Assignment: Go through the records below and return each line that has "Application" in it.
....
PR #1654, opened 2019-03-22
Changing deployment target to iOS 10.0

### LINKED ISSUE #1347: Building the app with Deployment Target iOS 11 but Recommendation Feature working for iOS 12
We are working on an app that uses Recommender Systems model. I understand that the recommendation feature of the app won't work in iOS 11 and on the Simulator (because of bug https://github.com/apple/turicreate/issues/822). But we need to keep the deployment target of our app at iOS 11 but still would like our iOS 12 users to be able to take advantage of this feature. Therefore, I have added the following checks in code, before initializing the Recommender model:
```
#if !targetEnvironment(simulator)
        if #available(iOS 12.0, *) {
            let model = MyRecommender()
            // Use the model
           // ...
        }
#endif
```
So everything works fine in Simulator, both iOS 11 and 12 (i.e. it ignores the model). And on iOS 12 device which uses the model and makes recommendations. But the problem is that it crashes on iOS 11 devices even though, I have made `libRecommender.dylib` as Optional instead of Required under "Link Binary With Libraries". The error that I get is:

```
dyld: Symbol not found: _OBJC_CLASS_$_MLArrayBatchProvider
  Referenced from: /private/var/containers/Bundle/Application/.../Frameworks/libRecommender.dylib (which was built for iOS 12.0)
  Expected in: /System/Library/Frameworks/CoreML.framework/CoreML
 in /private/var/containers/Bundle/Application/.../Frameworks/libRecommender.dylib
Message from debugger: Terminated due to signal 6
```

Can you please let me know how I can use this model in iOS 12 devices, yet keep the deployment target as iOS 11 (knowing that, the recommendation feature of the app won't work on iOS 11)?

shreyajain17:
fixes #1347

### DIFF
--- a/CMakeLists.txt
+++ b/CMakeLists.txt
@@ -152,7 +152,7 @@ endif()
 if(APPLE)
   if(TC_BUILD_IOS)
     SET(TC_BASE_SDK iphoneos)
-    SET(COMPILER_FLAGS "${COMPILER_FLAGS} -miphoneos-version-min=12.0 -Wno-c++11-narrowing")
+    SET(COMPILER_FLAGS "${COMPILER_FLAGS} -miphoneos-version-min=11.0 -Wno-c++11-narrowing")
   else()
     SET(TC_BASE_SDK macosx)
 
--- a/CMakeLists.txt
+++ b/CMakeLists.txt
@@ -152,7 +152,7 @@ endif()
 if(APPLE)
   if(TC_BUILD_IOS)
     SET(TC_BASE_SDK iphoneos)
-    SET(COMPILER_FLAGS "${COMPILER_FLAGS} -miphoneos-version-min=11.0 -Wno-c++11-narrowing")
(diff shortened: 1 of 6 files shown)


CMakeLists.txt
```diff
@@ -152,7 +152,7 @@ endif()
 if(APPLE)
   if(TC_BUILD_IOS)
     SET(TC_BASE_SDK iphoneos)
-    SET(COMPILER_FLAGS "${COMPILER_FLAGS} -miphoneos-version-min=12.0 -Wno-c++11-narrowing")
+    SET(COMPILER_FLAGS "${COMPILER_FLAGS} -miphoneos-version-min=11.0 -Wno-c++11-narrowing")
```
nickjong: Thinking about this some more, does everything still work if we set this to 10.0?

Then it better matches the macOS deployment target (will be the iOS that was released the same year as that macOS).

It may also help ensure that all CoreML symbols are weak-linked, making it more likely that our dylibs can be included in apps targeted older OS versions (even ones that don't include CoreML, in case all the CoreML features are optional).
....
Written solution:
  Referenced from: /private/var/containers/Bundle/Application/.../Frameworks/libRecommender.dylib (which was built for iOS 12.0)
 in /private/var/containers/Bundle/Application/.../Frameworks/libRecommender.dylib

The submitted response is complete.